Task material —
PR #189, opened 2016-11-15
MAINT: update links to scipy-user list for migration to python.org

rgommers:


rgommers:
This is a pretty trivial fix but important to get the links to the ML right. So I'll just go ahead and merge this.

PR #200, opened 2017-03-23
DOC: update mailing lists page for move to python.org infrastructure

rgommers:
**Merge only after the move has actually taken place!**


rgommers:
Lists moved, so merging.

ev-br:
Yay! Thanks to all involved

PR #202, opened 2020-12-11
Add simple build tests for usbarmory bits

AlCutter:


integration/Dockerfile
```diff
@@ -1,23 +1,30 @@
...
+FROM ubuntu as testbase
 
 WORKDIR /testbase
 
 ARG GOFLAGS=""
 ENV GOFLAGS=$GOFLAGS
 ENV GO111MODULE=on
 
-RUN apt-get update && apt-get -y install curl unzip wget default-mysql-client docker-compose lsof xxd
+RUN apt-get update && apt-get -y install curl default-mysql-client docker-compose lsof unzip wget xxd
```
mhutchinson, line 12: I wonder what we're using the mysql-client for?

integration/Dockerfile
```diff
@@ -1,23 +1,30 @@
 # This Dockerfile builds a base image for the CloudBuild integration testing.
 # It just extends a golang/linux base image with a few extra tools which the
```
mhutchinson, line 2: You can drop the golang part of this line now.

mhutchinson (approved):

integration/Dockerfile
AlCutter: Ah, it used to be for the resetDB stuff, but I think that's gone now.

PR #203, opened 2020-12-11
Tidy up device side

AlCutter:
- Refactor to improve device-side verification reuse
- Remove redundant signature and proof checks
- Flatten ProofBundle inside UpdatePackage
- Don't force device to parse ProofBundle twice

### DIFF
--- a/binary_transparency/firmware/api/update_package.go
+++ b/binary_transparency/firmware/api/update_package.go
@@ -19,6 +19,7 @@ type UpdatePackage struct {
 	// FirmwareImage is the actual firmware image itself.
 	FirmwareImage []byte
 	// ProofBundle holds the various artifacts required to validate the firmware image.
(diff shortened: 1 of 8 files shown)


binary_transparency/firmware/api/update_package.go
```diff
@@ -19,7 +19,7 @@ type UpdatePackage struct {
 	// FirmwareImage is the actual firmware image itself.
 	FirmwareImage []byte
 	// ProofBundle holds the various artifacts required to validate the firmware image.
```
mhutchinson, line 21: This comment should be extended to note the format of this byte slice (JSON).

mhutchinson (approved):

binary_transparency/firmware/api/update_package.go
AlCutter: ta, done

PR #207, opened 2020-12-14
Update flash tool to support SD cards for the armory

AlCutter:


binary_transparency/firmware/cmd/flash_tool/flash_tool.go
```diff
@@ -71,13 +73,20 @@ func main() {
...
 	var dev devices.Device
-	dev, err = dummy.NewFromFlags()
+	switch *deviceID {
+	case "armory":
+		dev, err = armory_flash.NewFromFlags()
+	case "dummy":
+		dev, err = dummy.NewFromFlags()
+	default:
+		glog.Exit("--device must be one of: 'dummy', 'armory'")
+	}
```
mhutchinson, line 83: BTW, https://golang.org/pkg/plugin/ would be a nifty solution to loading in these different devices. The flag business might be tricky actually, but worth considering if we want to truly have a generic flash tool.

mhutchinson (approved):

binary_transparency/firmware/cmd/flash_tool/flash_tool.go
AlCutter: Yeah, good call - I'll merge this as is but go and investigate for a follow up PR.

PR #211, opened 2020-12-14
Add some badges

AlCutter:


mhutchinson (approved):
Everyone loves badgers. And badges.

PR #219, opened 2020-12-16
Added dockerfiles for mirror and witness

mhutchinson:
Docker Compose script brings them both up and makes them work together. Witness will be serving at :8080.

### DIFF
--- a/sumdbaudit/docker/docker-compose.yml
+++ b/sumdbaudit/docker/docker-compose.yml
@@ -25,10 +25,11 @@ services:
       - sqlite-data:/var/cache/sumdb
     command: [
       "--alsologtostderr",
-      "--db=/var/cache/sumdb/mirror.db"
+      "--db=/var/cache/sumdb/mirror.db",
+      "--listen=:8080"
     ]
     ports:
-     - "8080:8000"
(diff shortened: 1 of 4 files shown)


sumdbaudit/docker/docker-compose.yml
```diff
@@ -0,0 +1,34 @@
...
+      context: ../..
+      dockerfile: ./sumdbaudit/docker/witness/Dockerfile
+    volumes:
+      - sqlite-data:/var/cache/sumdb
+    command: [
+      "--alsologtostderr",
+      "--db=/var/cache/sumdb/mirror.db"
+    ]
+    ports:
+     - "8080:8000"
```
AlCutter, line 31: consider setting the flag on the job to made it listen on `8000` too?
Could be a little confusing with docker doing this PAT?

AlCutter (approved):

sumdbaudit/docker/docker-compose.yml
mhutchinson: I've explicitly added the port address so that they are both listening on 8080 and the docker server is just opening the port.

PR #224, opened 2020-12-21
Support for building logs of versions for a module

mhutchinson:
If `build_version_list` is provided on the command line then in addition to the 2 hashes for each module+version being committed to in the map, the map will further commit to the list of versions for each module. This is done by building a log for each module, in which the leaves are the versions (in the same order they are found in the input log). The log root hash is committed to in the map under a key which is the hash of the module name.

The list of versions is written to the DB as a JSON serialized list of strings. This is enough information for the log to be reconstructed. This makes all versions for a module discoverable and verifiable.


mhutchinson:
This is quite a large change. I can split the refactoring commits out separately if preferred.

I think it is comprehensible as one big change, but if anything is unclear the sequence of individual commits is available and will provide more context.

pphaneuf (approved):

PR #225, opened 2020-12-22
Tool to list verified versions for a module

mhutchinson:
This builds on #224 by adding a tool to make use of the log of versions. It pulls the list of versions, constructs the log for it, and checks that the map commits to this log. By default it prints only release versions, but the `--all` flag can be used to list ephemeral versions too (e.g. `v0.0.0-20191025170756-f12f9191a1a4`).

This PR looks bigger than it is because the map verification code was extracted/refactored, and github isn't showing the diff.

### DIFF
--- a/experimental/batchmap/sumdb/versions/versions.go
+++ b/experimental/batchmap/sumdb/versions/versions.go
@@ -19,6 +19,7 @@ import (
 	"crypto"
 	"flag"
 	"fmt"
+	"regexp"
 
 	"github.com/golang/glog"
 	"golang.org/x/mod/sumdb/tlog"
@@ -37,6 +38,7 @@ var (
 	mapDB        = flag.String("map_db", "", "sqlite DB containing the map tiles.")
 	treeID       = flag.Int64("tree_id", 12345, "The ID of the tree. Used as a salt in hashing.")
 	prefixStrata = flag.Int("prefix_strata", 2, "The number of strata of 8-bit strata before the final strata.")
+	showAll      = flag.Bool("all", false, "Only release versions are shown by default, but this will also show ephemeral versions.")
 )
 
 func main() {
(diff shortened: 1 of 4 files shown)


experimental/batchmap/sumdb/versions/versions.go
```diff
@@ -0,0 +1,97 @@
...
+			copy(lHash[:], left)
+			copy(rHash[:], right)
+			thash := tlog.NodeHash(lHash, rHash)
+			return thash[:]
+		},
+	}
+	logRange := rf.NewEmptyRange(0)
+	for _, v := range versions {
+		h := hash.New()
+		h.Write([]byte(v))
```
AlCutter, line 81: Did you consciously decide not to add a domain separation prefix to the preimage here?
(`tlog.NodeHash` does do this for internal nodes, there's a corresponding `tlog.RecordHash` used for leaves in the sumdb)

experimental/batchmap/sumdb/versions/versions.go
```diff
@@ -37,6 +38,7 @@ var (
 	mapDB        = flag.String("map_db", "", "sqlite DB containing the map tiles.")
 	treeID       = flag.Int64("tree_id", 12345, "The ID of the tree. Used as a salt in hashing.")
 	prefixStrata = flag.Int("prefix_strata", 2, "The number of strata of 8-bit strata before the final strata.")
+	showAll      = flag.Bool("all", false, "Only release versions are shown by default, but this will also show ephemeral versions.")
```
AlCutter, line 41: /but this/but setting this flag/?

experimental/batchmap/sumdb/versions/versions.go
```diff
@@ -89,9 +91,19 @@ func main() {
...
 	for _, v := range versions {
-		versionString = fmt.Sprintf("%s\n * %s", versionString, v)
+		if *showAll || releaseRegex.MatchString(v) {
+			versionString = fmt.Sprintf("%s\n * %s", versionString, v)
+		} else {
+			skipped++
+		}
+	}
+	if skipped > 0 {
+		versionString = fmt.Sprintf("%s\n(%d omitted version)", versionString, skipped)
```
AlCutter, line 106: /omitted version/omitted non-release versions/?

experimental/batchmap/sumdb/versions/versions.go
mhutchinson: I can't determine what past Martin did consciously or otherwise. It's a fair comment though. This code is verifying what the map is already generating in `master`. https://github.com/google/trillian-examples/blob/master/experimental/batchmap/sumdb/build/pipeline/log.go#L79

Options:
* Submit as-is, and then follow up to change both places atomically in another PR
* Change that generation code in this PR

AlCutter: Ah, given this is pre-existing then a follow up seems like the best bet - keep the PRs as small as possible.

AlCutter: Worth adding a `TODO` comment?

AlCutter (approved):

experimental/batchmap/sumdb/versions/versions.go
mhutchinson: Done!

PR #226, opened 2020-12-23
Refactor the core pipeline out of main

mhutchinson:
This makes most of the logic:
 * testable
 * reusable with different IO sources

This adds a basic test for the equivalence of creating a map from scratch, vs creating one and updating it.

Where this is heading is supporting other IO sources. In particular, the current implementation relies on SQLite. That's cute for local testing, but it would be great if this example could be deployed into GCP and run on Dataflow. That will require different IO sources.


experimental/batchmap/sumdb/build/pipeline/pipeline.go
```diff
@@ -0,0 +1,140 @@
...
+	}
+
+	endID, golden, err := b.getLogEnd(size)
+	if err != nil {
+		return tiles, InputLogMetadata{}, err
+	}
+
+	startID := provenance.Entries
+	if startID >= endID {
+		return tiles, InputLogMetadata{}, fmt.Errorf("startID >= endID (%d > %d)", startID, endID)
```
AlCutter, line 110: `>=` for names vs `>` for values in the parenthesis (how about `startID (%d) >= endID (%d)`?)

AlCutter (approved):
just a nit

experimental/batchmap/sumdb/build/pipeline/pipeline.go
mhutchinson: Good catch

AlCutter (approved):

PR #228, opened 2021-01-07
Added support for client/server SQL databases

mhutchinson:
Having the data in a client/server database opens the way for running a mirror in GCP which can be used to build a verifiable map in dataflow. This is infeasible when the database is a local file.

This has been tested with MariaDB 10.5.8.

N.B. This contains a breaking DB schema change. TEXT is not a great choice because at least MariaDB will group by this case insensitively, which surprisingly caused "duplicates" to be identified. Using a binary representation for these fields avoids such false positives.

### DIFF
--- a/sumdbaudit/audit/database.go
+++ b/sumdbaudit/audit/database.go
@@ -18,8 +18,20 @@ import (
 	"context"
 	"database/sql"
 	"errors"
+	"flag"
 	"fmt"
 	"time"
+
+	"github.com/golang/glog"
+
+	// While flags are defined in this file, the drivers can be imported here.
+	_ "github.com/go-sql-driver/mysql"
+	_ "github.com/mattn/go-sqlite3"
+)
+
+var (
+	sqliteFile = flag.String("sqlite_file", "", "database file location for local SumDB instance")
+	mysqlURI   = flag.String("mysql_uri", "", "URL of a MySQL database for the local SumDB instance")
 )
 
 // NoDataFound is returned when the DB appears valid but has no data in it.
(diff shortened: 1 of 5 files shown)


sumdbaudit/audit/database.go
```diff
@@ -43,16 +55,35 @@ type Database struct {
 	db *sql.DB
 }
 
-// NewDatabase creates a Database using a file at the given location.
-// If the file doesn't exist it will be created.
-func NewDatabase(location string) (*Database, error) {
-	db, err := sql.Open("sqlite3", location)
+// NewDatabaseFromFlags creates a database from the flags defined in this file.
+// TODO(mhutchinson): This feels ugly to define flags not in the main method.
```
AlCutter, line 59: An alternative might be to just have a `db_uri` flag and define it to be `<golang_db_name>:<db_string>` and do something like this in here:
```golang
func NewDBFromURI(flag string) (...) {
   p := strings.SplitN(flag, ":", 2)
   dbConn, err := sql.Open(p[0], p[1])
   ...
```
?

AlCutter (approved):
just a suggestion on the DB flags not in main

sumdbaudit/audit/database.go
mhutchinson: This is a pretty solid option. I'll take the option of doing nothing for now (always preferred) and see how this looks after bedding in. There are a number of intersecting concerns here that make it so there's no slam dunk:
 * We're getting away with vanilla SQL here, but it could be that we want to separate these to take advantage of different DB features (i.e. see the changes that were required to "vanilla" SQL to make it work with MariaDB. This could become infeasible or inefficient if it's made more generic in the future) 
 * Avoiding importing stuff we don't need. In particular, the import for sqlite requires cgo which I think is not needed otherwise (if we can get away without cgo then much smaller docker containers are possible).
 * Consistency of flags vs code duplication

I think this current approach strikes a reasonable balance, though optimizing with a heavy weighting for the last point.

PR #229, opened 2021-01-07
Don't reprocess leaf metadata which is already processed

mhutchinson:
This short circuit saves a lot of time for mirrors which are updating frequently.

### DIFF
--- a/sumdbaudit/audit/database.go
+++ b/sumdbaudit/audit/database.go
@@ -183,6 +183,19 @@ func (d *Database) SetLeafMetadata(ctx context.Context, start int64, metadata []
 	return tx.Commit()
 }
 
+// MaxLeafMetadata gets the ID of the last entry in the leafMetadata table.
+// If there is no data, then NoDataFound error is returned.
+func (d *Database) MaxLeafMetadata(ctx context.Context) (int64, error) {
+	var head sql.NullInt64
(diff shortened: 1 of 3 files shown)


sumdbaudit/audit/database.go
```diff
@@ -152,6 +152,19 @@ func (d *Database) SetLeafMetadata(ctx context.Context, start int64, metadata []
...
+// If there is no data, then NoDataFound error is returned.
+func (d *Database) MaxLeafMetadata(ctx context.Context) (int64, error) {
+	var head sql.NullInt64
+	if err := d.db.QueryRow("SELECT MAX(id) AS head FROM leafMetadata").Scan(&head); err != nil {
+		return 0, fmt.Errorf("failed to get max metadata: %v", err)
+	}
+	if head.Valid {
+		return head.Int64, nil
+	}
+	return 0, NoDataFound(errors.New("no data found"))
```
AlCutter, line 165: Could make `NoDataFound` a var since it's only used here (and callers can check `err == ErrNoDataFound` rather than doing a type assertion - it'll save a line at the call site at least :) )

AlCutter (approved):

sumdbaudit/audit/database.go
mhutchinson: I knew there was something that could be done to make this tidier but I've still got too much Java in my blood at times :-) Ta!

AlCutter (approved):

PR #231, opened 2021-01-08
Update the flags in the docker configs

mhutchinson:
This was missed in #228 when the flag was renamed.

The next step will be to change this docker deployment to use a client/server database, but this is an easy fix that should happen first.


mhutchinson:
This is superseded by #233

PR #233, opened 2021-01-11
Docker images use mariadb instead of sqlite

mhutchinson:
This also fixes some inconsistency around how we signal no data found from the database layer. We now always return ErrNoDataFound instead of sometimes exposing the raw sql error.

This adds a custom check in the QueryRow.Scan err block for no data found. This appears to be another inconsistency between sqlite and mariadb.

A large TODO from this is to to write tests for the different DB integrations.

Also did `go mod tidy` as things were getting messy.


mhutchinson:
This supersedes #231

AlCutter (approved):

The task — For each line in the data above that contains the string "right", extract the line.

Written response —
This is a pretty trivial fix but important to get the links to the ML right. So I'll just go ahead and merge this.
+			copy(rHash[:], right)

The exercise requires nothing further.